Two years ago, our family traded our suburban conveniences for city life. We moved from our Chicago suburb to Toronto, and I remember all the clumsiness of those first several months, especially when it came to errands as simple as returning library books or getting cash from an ATM. I recall my conspicuously poor attempts at parallel parking and my awkward maneuvering of public transit, all my visible ignorance of parking meters and parking signs. Oh, how I pined for the land of drive-thrus!
It's been only two years now that we've lived in Toronto, but the troubling sense that everything is new and different and that I am awkward and ignorant has finally ceded to a consoling familiarity. I realized this even more distinctly weeks ago, when we were back in the Chicago suburbs visiting friends and family for spring break. I was turning left at a stoplight, and although there was no pedestrian within sight, I inched my car forward with an instinctive slowness, hesitating to turn, waiting for the inconspicuous someone to dart in front of my car.
I guess I've learned to drive like a city girl. And although this isn't something I have consciously practiced or rehearsed (notwithstanding, of course, the scores of times I've backed into an impossibly narrow spot in front of my favorite butcher), two years of navigating city streets and Toronto's brazen pedestrians have formed in me a sensibility about the road that is now instinctive.

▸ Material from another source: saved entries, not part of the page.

PR #87, opened 2023-04-07
banner spec

OskiTheCoder:
- adds spec for upcoming `Banner` component

### DIFF
--- a/documentation/specs/Banner.md
+++ b/documentation/specs/Banner.md
@@ -1,4 +1,4 @@
-# Banner Component Specification
+# `Banner` Component Specification
 
 ## Overview
 
@@ -6,7 +6,7 @@ The `Banner` component displays a prominent message above the navigation bar at 
 
 ### Use Cases
 
-The primary use case of the `Banner` component is to inform the user of promotions and other offerings on the marketing (logged out) site. **Not** to be used to call attention to the user as a result of interacting with the UI.
+The primary use case of the `Banner` component is to inform the user of promotions and other offerings. **Not** to be used to call attention to the user as a result of interacting with the UI.
 
 ---
 
@@ -15,32 +15,75 @@ The primary use case of the `Banner` component is to inform the user of promotio
 ### API
 
 ```typescript
-export type BannerColor = "primary" | "success" | "neutral";
+export type BannerStatus = "primary" | "success" | "neutral";
 export type BannerProps = {
   /**
-   * Banner color
-   * @default "primary"
+   * Banner status color
+   * @default "success"
    */
-  color?: BannerColor;
+  status?: BannerColor;
   /**
-   * Content to display
+   * Banner title text
+   * @default null
    */
-  children: ReactNode;
+  title?: Text;
+  /**
+   * Banner body text
+   */
+  body: Text;
 };
 ```
 
 ### Example Usage
 
+_Default with title and body_
+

Much of our human behavior, it turns out, is subconscious and unreflective. Psychologists are now discovering just how many of our responses are conditioned by habit. It seems that only about 60 percent of the time do we actually think before we act. This should give us pause to consider what models of spiritual formation we propose.
"How many of you have ever asked God to help you love him more?" the pastor asked of the congregants in the church we were visiting.
"That's not how you should pray," he continued. "You'd never, for example, ask your husband or your wife to help you to love them more. That's your job! And likewise, you shouldn't be asking God to help you to love him more. Instead, you should be praying, ‘God, help me to know more.' Because the more we get to know God, the more we will automatically love God."
I agree that knowing God more can inspire a deeper affection for him, yet this isn't exactly how I'd coach someone in her attempts to pray. A merely cognitive approach to spiritual formation misses—well, the heart of the matter.